An adder that adds the current compensation voltage of the output of the amplifier to output a temperature / current compensation voltage, and a differential that receives the temperature / current compensation voltage of the output of the adder and the output voltage of the solar cell as inputs. An amplifier, and a comparator that compares a control signal of an output of the differential amplifier and a control signal for stably controlling the output of the switching power supply and outputs a drive signal of a control switch of the switching power supply. A solar cell optimal operating point tracking circuit in a power supply device using a solar cell, wherein the power output of the solar cell is maximized following changes in temperature and light amount at the solar cell installation location. 3. The operation of the control switch of the switching power supply when the temperature compensation voltage is compared with the output voltage of the solar cell at predetermined time intervals, and when the output voltage of the solar cell falls below the temperature compensation voltage. 2. A solar cell in a power supply device using a solar cell according to claim 1, wherein when the output voltage of the solar cell exceeds the temperature compensation voltage, the control switch of the switching power supply is operated normally.

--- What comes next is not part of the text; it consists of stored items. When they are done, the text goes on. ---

PR #625, opened 2015-05-01
Improve the "Generic error" message when compiled against old libpcap

### LINKED ISSUE #623: weave shouldn't fail with "Generic error" when compiled against an old libpcap
Weave needs pcap >= 1.5.0. The errors we get from gopacket when running with an older version are less than helpful. So we should check that we have the right version. Ideally at build time, but that may be more trouble than it's worth.

dpw:
If gopacket is compiled against an older pcap.h that doesn't have pcap_set_immediate_mode, it supplies a dummy definition that  always returns PCAP_ERROR.  That becomes "Generic error", which is not very helpful.  The real pcap_set_set_immediate never returns PCAP_ERROR, so this turns it into a more informative message.

Fixes #623

### DIFF
--- a/router/pcap.go
+++ b/router/pcap.go
@@ -2,6 +2,7 @@ package router
 
 import (
 	"code.google.com/p/gopacket/pcap"
+	"fmt"
 )
 
 type PcapIO struct {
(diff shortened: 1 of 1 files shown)


bboreham:
Could you put a call to this code in a test in pcap_test.go, so it would then be caught at unit-test time?

dpw:
> Could you put a call to this code in a test in pcap_test.go, so it would then be caught at unit-test time?

If some of the tests start requiring pcap, it will get checked, no?  Is there value in checking even if pcap is not actively used?

Also, it is unlikely that you won't already have a working version of libpcap (Tom found ubuntu 12.04 doesn't).  So it's really about making the error message more obvious in the rare event you don't, rather than checking as such.

dpw:
Having second thoughts on this one.  Probably going to cancel this PR unless I need to repurpose it for a very different patch.

dpw:
I've reimagined this and #623.

We could report the "generic error" as an issue against gopacket, but having looked at their code again, I think improvements on their side are unlikely.  Because their approach is to supply a substitute `pcap_set_immediate_mode` in the C section of pcap.go, they are limited to the existing libpcap error status codes.  They could do things differently in order to provide a better error message, but I could totally understand if they weren't convinced by the cost/benefit of doing so.

PR #637, opened 2015-05-07
Improvements to circle ci integration

tomwilkie:
- Don't need gsutil on circle
- Use a prebuild weave-build image and cache it locally.
- Name VMs after change I'm building, so I can do multiple concurrently
- Don't build gh-pages branch


paulbellamy:
LGTM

Optimal operating point tracking circuit. 4. A method for controlling the switching power supply, comprising: comparing the temperature / current compensation voltage with an output voltage of the solar cell every predetermined time; and when the output voltage of the solar cell falls below the temperature / current compensation voltage. 3. The use of the solar cell according to claim 2, wherein the operation of the switch is stopped, and when the output voltage of the solar cell exceeds the temperature / current compensation voltage, the control switch of the switching power supply is operated normally. Solar cell optimal operating point tracking circuit in the power supply unit. 5. The solar cell according to claim 1, wherein the plurality of PN junction diodes constituting the temperature compensation voltage detection circuit are cascaded. Battery optimal operating point tracking circuit.